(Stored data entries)

|---|

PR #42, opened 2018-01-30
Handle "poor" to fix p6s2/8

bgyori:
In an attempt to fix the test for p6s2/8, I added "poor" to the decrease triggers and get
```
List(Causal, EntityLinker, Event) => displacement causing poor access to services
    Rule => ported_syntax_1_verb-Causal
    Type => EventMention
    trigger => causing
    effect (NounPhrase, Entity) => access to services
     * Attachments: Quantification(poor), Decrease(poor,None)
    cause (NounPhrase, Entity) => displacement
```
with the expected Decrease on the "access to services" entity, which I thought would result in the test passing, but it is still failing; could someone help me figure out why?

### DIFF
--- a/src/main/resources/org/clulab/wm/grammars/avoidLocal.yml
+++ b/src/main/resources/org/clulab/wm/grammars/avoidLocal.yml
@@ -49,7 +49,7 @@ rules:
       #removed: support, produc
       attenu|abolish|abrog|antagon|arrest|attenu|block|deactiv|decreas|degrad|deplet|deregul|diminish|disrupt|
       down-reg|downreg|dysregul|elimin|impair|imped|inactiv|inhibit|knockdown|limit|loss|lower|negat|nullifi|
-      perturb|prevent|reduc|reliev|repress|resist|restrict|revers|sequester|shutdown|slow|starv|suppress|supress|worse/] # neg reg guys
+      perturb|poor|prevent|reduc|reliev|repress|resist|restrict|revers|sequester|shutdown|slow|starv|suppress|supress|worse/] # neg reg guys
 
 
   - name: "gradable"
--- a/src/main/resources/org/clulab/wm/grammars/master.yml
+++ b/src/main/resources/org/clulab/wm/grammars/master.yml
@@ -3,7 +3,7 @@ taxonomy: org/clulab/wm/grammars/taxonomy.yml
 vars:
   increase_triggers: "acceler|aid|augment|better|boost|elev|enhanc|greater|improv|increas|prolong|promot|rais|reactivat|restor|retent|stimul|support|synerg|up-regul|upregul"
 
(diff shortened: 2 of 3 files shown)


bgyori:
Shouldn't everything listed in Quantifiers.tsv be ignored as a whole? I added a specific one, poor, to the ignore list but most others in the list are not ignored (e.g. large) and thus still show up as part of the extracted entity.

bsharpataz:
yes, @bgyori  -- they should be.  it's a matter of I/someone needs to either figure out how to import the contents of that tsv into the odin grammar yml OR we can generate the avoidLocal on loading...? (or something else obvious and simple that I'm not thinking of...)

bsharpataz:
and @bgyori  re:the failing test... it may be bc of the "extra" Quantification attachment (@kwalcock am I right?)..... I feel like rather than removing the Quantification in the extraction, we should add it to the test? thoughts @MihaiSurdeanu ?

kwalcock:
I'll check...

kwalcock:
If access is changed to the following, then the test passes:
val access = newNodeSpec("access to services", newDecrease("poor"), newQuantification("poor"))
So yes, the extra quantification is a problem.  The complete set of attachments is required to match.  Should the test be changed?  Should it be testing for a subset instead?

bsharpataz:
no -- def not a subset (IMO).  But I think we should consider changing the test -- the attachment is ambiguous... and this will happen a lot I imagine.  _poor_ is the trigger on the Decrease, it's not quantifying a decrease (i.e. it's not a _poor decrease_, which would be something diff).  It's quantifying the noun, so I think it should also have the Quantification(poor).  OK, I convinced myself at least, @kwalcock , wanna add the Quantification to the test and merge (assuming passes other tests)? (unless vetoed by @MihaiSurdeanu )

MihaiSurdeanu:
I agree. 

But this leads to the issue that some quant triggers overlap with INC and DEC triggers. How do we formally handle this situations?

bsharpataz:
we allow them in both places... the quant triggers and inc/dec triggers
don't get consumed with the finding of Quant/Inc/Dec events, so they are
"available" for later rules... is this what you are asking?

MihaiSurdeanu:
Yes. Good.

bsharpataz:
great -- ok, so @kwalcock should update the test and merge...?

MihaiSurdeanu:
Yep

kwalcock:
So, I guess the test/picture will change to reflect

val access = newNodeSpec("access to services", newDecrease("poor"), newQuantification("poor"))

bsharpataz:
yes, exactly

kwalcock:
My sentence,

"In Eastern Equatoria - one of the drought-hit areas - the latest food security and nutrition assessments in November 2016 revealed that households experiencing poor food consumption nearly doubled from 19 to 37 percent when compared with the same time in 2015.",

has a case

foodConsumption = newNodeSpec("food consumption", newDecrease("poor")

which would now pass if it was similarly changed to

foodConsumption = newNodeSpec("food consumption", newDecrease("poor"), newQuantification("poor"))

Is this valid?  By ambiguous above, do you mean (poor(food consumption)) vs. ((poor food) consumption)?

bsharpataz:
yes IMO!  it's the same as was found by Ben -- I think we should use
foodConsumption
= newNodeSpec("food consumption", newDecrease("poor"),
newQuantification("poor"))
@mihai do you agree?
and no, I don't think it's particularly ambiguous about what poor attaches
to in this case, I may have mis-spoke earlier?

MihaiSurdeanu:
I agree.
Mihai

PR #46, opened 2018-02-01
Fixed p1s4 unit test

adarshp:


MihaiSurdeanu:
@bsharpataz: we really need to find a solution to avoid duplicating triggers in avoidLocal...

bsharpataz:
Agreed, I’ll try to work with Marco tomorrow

|---|

## Goal of the exercise
In the lines above, find each one with "reliev" and list it.

## Solution for this task
-      perturb|prevent|reduc|reliev|repress|resist|restrict|revers|sequester|shutdown|slow|starv|suppress|supress|worse/] # neg reg guys
+      perturb|poor|prevent|reduc|reliev|repress|resist|restrict|revers|sequester|shutdown|slow|starv|suppress|supress|worse/] # neg reg guys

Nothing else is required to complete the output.